Self-Concordant Perturbations for Linear Bandits
Lucas Lévy, Jean-Lou Valeau, Arya Akhavan, Patrick Rebeschini
TL;DR
This work tackles adversarial linear bandits by unifying Follow-the-Regularized-Leader and Follow-the-Perturbed-Leader via a Bandits-GBPA framework, augmented with self-concordant perturbations that replicate barrier-induced smoothness in FTPL. The authors introduce SC-FTPL, a perturbation-based algorithm that concentrates exploration at extreme points and leverages self-concordant barriers to control regret. For the hypercube and Euclidean ball action sets, they construct explicit perturbations and prove regret bounds of $O(d\sqrt{n\ln n})$, with a $\sqrt{d}$ improvement over SCRiBLe on the hypercube and matching rates on the ball up to logarithmic factors, while achieving per-round complexity linear in $d$. They also highlight the heavy-tailed nature of self-concordant perturbations and provide a detailed complexity analysis. Overall, the work advances tractable, principled strategies for adversarial linear bandits across canonical geometries and opens avenues for extending self-concordant perturbations to broader convex sets and learning settings.
Abstract
We study the adversarial linear bandits problem and present a unified algorithmic framework that bridges Follow-the-Regularized-Leader (FTRL) and Follow-the-Perturbed-Leader (FTPL) methods, extending the known connection between them from the full-information setting. Within this framework, we introduce self-concordant perturbations, a family of probability distributions that mirror the role of self-concordant barriers previously employed in the FTRL-based SCRiBLe algorithm.
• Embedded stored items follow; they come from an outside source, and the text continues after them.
PR #5949, opened 2026-09-15
PMM-15347: Drive MongoDB bootstrap from pmm-managed

plebioda:
Ticket number: PMM-15347

Feature build: TBD

Backend half of MongoDB bootstrap: an HA-leader-only stepper drives SEP's om_bootstrap app through its lifecycle, TriggerHostBootstrap kicks off a run (repointed at om_bootstrap once it landed), 3-host runs with progress polling, dispatch to a host's actual Nomad executor rather than its node id, a finalize phase for enabling auth after bootstrap, per-host PMM service naming to avoid collisions, pushing a pmm-agent state update after registering a bootstrapped host, ListBootstrapRuns/GetBootstrapRun for run history and detail, waiting for inventory sync before calling a host confirmed, labeling a bootstrapped service's environment/cluster, and a proactive sweep of a bootstrap's own hosts instead of waiting for the ambient inventory ticker.

Stacked on PMM-15360's OpenManager switch and gate work (#5866, #5888, #5853, bundled for testing in `PMM-15360-om-integration`) and on #5921 (SEP's paginated /hosts and /services envelope).

If this PR adds, removes or alters one or more API endpoints, please review and update the relevant API documentation as well:

- [ ] API Docs updated

- percona/SEP#1533, percona/SEP#1534: the om_bootstrap app this drives
- #5866, #5888, #5853: the OpenManager switch and gate this is stacked on
- #5921: the pagination envelope fix this is stacked on


plebioda:
@coderabbitai review

api/swagger/swagger.json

Using this idea, we design a novel FTPL-based algorithm that combines self-concordant regularization with efficient stochastic exploration. Our approach achieves a regret of $O(d\sqrt{n \ln n})$ on both the $d$-dimensional hypercube and the Euclidean ball. On the Euclidean ball, this matches the rate attained by existing self-concordant FTRL methods. For the hypercube, this represents a $\sqrt{d}$ improvement over these methods and matches the optimal bound up to logarithmic factors.